Infos rund um den Klimawandel:

Jedes Jahr findet in einem der Mitgliedstaaten der UNFCCC (United Nations Framework Convention on Climate Change) die Klimakonferenz statt, welche sich mit Umweltproblemen und den Folgen des Klimwandels befasst.

Im Jahre 2009 fand dieser Klimagipfel in Kopenhagen statt und wurde in der Öffentlichkeit stark diskutiert und kritisiert. Vom 07.12. bis 18.12. trafen sich zur 15. Konferenz, Delegierte aus über 190 Ländern der ganzen Welt um über die immer offentsichtlicher werdenden Auswirkungen des Klimawandels zu diskutieren und im besten Falle (Hilfs-)Maßnahmen zu beschließen. Das demokratische Abstimmungsverhältnis besagt, dass ein Land eine Stimme zur Verfügung habe, egal wie groß oder (industriell) entwickelt es ist. Doch in der Realität sieht dies leider anders aus, denn ohne den größten Treibhausgasproduzenten, die USA, kann leider nichts hilfreiches entschieden werden.

Vor allem steht die, durch den CO2-Ausstoß, fortschreitende Erderwärmung auf dem Programm. Diese stellt, mit der damit einhergehenden Übersäuerung der Meere, eine akute Gefahr für alle am und vor allem im Meer liegenden, flachen Staaten dar. Könnte man sich auf ein Ziel von einer Klimaerwärmung von unter 2°C einigen und alle dafür nötigen Einschränkungen und Maßnahmen hinnehmen, so könnten sich der Planet und die Lebewesen auf ihm noch rechtzeitig anpassen.

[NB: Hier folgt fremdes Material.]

PR #314, opened 2021-01-07
Rollback to Python 3.6 & Add 3.6 to gh actions

natct10:
For colab compatibility

### DIFF
--- a/.github/workflows/main_ci.yml
+++ b/.github/workflows/main_ci.yml
@@ -8,7 +8,7 @@ jobs:
     runs-on: ubuntu-latest # We could run on other OS but we would have to change the command to install libsndfile
     strategy:
       matrix:
-        python-version: [3.6, 3.7, 3.8]
+        python-version: [3.6, 3.8]
 
     steps:
     - uses: actions/checkout@v2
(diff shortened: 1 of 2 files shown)


arthurPignet (approved):
I think this release note will not be too long to write

.github/workflows/main_ci.yml
```diff
@@ -8,7 +8,7 @@ jobs:
     runs-on: ubuntu-latest # We could run on other OS but we would have to change the command to install libsndfile
     strategy:
       matrix:
-        python-version: [3.7, 3.8]
+        python-version: [3.6, 3.8]
```
RomainGoussault, line 11: no 3.7 ?

arthurPignet: We already test the 3.6 and the 3.8, I don't think it's mandatory.
This way the idea is to test min and max supported python's version

natct10: Yes, that was the idea. Are you okay with that @RomainGoussault?

RomainGoussault: Well it's free, so I don't see why we should not test 3.7 :)

arthurPignet: It's a plus 50 percent on the total computation cost so it's not really free.

bowni (approved):

.github/workflows/main_ci.yml
RomainGoussault: By free I meant that all the builds are done in parallel so it does not have any impact on the build time.

natct10: Ok added

Issue #2960, opened 2015-01-26
Push Failure after Restoration of from Backup


babarinde:
Hi,
I just did a restored my apps from a backup as described [here](http://docs.deis.io/en/latest/managing_deis/backing_up_data/) without any major issues except [this which was not backing up](http://docs.deis.io/en/latest/managing_deis/backing_up_data/#database-data).

When i try to push new changes  to my app , the git push fails (only via the buildpacks workflow , there are no problems with the Dockerfile workflow), but from my little observation, the push seems to be pushing the entire code base and not the latest changes, I thought this might be a good starting point.
Please see [gist](https://gist.github.com/babarinde/b9def784d4cbc576fcc0#file-gistfile1-txt)
Also I just need to be sure that when doing a recovery, does the new  deis platform version have to be the same version as the backed up one or is not necessary?

Thanks

bacongobbler:
could you please post some logs from your push failure? We need to see something that resembles your issue so we can try to identify the problem. :)

babarinde:
@bacongobbler 
https://gist.github.com/babarinde/b9def784d4cbc576fcc0#file-gistfile1-txt

bacongobbler:
that looks like a buildpack issue. Could you please try `deis config:set BUILDPACK_URL=https://github.com/heroku/heroku-buildpack-php` before pushing again and see if that fixes the issue? If so we may need to update buildpack-php.

babarinde:
@bacongobbler setting the buildpack url make the push progress but its now stuck at launching...
pls see ```deisctl journal deis-builder``` [logs](https://gist.github.com/babarinde/b9def784d4cbc576fcc0#comment-1380545)

bacongobbler:
Unfortunately the builder logs doesn't show anything useful. If you want to figure out why the application isn't launching, you'll have to take a look at the controller logs and `fleetctl list-units` to start digging into the root issue.

babarinde:
@bacongobbler 
After a while at the launching stage it shows this:
-----> Launching... 
panic: runtime error: invalid memory address or nil pointer dereference
[signal 0xb code=0x1 addr=0x10 pc=0x40179b]

goroutine 1 [running]:
main.main()
remote: /home/jenkins/workspace/test-acceptance/src/github.com/deis/deis/builder/bin/publish-release-controller.go:80 +0xb5b
To ssh://git@deis.abacus.com.ng:2222/ischool.git
 ! [remote rejected] master -> master (pre-receive hook declined)
[...]

PR #2964, opened 2015-01-26
fix(builder): correctly handle error on request timeout

bacongobbler:
refs https://github.com/deis/deis/issues/2960#issuecomment-71518301

### DIFF
--- a/builder/bin/publish-release-controller.go
+++ b/builder/bin/publish-release-controller.go
@@ -5,6 +5,7 @@ import (
 	"flag"
 	"fmt"
 	"io/ioutil"
+	"log"
 	"net/http"
 	"os"
 	"regexp"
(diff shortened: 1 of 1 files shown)


builder/bin/publish-release-controller.go
```diff
@@ -77,15 +78,12 @@ func main() {
...
+	if err != nil {
+		log.Fatalln(err)
 	}
 
-	if err != nil || res.StatusCode != 200 {
-		fmt.Println("failed retrieving config from controller")
-		fmt.Println(res.Body)
-		os.Exit(1)
+	if res.StatusCode != 200 {
+		log.Fatalf("failed retrieving config from controller: %s\n", res.Body)
```
carmstrong: Shouldn't we still exit here?

bacongobbler: `log.Fatalf` [does exactly that](http://golang.org/pkg/log/#Fatalf):

> Fatalf is equivalent to Printf() followed by a call to os.Exit(1).

carmstrong: Cool, that looks fine to me then. I still kind of like the explicit check for 404, as that's a clue that the controller is dead.

bacongobbler: The thing that confuses me with the check for a 404 response is that the router [returns a 503](https://github.com/deis/deis/blob/master/router/image/templates/nginx.conf#L83-L85) if the controller is down. The only time we'd ever respond with a 404 for a push hook is if [the user or application is not found](https://github.com/deis/deis/blob/master/controller/api/views.py#L270-L271), which means that the error message was misleading. Should I change that to a 503 check instead?

ping @aledbf in case he knows more about this specific check

aledbf: @bacongobbler the 404 check is pre 503 status code in the router

bacongobbler: gotcha. One 503 check coming right up!

carmstrong:
Code LGTM.

mboersma:
Code LGTM.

Auf der Klimakonferenz in Japan entstand im Jahre 1997 das “Kyoto Protokoll”, dieses legt als erstes Dokument völkerrechtlich bindende Maximalwerte für den Ausstoß von Treibhausgasen in Industriestaaten fest. Zusätzlich wurde festgelegt, dass dieser Treibhausgasausstoß bis zum Jahre 2012 im Vergleich zum Jahre 1990 um 5,2% sinken muss um die Folgen des Klimawandels einzudämmen. Doch in dieser ersten Phase bis 2012 wurde dieses Ziel leider nicht erreicht.

Auf der Klimakonferenz 2008 auf Bali wurde dann der so genannte „Bali Fahrplan“ entworfen, welcher für die Klimakonferenz 2009 in Kopenhagen als Regelwerk und Vorlage für ein Folgeabkommen des 2012 auslaufenden Kyoto Protokolls dienen sollte. Er stellt wichtige und hilfreiche Maßnahmen vor, die beschlossen werden sollten.

  • eine mess- & überprüfbare Emissionsminderung,
  • Verringerung der Rodung und Zerstörung von Wäldern
  • verstärkte internationale Zusammenarbeit um bedrohte Länder zu unterstützen, z.B. durch Risikomanagement, Katastrophenschutzstrategien, Stärkung der wirtschaftlichen Widerstandsfähigkeit, schnelle Entwicklung und Transfer von Technologien zur Verbesserung und Hilfe der gefährdeten Regionen
  • neue finanzielle Mittel – verbesserter Zugang und eine gerechtere Verteilung
  • Anreize zur Umsetzung von Bekämfungs- und Anpassungsstrategien, Mobilisierung öffentlicher und privater Mittel durch die Erleichterung klimafreundlicher Investitionen.

Doch leider kam man auf der Klimakonfernenz 2009 zu keiner Einigung. Die USA und China lehnten eine Festlegung auf eine Verminderung der Treibhausemissionen um 85-90% ab.  Gerade die USA währen mit ca. 300 Millionen Einwohnern und einem täglichen Treibhausgasproduzenten von ca. 20 Millionen Barrel (China: 5-6 Millionen)  ein sehr wichtiger Vorreiter gewesen!

In einem völkerrechtlich nicht bindenden politischen Papier, dem “Copenhagen Accord”, einigte man sich, bevor einige Delegierte vorzeitig abreisten…, auf einen Minimalkonsens. Das Ziel, die Erderwärmung auf max. 2°C zu begrenzen wurde darin zur Kenntnis genommen! Wie und durch welche Maßnahmen, Grenzen und Einschränkungen, wurde allerdings nicht festgelegt.